EXERCISE PROMPT:
From the records, pick out and copy each line containing "https".
INPUT DATA Start Marker
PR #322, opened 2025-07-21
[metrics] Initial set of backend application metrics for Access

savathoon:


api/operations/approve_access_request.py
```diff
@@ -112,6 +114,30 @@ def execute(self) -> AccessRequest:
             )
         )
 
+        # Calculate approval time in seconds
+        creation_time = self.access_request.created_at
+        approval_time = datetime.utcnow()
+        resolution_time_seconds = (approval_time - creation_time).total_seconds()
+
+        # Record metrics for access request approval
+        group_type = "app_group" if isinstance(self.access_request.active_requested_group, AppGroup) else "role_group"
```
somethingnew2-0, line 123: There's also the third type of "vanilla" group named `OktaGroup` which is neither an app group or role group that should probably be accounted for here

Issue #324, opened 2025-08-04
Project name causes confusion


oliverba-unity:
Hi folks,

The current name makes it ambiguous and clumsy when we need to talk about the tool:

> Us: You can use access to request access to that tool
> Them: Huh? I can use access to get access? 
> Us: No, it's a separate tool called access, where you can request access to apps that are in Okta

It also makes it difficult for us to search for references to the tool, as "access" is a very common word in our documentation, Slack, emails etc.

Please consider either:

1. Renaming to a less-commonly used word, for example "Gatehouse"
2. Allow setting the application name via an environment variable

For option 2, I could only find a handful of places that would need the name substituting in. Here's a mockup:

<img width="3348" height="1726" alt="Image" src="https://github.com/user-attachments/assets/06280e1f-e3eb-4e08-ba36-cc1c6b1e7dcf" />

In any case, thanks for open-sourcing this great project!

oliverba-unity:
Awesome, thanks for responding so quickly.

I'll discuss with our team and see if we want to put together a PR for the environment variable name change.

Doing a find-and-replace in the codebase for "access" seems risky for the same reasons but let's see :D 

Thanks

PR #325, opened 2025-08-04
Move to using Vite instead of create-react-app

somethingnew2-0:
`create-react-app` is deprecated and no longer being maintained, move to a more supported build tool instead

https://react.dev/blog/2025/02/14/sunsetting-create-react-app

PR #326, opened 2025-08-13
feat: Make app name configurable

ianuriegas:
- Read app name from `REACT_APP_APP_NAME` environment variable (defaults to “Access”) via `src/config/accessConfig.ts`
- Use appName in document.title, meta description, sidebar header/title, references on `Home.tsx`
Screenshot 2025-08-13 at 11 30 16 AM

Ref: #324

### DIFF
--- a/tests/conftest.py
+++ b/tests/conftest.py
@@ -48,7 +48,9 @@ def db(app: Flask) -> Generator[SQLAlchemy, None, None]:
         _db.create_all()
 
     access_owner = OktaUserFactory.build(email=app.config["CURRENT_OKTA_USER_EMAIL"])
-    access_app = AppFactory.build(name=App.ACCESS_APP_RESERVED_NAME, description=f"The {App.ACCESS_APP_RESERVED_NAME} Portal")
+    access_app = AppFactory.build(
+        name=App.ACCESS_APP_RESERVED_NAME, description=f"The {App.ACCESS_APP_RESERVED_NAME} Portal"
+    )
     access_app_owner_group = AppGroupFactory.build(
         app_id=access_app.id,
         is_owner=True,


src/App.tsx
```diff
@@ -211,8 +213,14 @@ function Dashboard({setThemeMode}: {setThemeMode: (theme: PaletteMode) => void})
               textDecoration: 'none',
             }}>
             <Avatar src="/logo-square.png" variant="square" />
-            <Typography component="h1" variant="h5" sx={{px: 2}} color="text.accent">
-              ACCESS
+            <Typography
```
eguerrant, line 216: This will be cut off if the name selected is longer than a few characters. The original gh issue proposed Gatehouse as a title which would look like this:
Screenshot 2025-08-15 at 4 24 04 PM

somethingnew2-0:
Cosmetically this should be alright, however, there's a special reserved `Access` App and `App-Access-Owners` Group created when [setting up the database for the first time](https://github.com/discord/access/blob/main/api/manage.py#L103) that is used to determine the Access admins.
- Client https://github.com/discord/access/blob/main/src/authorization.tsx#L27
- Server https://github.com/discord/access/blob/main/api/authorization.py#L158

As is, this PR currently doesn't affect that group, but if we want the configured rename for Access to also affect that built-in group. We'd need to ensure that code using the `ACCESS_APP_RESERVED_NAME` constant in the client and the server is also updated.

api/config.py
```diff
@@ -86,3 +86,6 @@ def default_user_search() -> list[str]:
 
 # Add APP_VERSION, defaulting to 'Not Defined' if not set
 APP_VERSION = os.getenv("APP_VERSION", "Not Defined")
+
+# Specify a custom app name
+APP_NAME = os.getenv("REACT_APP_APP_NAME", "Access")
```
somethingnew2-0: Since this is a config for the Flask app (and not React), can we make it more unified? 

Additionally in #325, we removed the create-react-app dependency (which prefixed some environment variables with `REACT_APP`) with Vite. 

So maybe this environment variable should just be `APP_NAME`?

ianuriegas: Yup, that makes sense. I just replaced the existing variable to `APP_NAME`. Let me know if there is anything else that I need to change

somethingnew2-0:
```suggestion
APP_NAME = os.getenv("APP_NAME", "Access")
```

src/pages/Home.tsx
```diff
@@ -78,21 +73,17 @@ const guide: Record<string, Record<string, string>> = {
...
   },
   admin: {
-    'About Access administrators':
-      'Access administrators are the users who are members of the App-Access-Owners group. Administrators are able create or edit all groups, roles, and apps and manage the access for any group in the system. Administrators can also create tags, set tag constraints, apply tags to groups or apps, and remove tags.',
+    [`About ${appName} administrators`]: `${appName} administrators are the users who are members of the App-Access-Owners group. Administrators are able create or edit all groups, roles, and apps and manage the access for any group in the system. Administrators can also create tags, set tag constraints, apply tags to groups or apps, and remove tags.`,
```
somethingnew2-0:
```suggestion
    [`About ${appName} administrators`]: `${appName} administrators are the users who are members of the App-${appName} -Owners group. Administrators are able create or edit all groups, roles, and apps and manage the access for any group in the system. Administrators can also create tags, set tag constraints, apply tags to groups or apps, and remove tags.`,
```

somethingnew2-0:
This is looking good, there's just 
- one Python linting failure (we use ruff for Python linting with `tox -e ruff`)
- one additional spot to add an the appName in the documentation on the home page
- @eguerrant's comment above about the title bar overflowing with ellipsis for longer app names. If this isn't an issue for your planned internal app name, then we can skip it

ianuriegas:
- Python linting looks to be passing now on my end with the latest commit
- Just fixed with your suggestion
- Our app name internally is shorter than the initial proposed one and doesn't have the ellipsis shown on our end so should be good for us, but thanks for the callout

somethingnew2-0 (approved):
INPUT DATA End Marker
TASK RESULT:
<img width="3348" height="1726" alt="Image" src="https://github.com/user-attachments/assets/06280e1f-e3eb-4e08-ba36-cc1c6b1e7dcf" />
https://react.dev/blog/2025/02/14/sunsetting-create-react-app
Cosmetically this should be alright, however, there's a special reserved `Access` App and `App-Access-Owners` Group created when [setting up the database for the first time](https://github.com/discord/access/blob/main/api/manage.py#L103) that is used to determine the Access admins.
- Client https://github.com/discord/access/blob/main/src/authorization.tsx#L27
- Server https://github.com/discord/access/blob/main/api/authorization.py#L158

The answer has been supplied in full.